### Exercise data
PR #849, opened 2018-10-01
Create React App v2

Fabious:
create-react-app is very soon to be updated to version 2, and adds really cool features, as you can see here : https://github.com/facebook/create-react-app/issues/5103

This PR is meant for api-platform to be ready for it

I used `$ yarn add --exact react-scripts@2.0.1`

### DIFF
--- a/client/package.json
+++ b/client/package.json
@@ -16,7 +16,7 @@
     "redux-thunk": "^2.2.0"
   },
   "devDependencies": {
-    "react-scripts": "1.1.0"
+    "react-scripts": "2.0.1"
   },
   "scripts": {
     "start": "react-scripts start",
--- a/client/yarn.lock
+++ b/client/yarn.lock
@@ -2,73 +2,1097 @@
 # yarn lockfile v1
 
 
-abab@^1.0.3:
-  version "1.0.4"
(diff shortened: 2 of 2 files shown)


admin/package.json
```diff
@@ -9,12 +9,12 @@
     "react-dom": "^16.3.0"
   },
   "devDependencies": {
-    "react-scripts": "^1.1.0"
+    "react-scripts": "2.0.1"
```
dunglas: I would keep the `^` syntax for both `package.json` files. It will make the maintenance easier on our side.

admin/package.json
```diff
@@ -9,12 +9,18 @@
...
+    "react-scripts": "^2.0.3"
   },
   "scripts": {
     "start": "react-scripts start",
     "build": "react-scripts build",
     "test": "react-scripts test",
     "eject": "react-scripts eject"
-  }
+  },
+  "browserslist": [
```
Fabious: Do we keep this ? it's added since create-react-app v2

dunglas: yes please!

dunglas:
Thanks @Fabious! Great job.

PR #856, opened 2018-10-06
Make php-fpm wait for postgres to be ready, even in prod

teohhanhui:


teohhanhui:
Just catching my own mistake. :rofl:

==

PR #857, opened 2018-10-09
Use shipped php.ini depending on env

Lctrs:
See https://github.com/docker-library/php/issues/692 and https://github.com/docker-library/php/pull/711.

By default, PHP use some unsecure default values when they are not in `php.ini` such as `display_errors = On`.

==

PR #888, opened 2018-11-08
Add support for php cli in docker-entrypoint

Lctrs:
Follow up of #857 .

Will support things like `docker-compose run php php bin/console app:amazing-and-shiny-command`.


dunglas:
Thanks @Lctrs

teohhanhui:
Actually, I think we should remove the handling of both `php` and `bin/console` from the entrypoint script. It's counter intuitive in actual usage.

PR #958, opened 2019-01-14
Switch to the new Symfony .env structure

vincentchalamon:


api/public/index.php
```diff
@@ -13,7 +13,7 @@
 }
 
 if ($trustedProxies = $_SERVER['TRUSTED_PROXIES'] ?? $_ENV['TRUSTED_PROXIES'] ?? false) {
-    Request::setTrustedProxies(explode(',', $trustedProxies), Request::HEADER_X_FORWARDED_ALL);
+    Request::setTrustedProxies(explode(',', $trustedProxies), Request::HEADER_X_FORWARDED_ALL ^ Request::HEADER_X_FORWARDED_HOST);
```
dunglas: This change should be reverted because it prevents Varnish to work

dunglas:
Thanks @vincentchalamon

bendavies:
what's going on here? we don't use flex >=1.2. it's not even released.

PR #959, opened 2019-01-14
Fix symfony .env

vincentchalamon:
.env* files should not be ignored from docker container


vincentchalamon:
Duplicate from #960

### Description of the task
In the listing above, find each line with the word "setTrustedProxies" and return it.

### Result of the task
-    Request::setTrustedProxies(explode(',', $trustedProxies), Request::HEADER_X_FORWARDED_ALL);
+    Request::setTrustedProxies(explode(',', $trustedProxies), Request::HEADER_X_FORWARDED_ALL ^ Request::HEADER_X_FORWARDED_HOST);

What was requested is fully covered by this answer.